In two new posts at the Health Affairs blog, I lift the fog of economic jargon to show ObamaCare’s preexisting-conditions provisions are reducing quality, are wildly unpopular with voters, and are indeed the law’s greatest political vulnerability:
Public opinion surveys show voters support ObamaCare’s preexisting conditions provisions by a two-to-one margin. If those provisions have the effect of reducing quality, however, that initial support flips to two-to-one opposition. The biggest shift is among Democrats, who swing from 82 percent in favor to 55 percent opposed. Voters turn against those provisions whether the erosion in quality comes in the form of less access to medical tests and treatments, longer waits for care, more surprise medical bills, or less access to top-rated treatment centers…

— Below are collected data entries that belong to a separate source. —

PR #14494, opened 2025-08-12
toolkit: enable downloads using managed identities

ms-mahuber:
###### Merge Checklist  

- [x] Ready to merge

---

###### Summary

In “Is ObamaCare Harming Quality? (Part 1),” I explain that new research shows that ObamaCare is not working how it is supposed to work in theory: the law’s preexisting conditions provisions create perverse incentives for insurers to reduce the quality of coverage; those provisions are reducing the quality of coverage relative to employer plans; and the erosion in quality is likely to accelerate in the future.
In “How To Ensure Quality Health Coverage (Part 2),” I explain why regulators cannot fix this problem, and why providing sick patients secure access to quality health care requires allowing consumers to purchase health plans not subject to ObamaCare’s preexisting conditions provisions.
Part 2 also explains how expanding the definition of “short-term” health insurance to include policies that include guaranteed-renewability riders, a change the Trump administration can make on its own via regulation, would free consumers from ObamaCare and pressure Democrats to come to the negotiating table.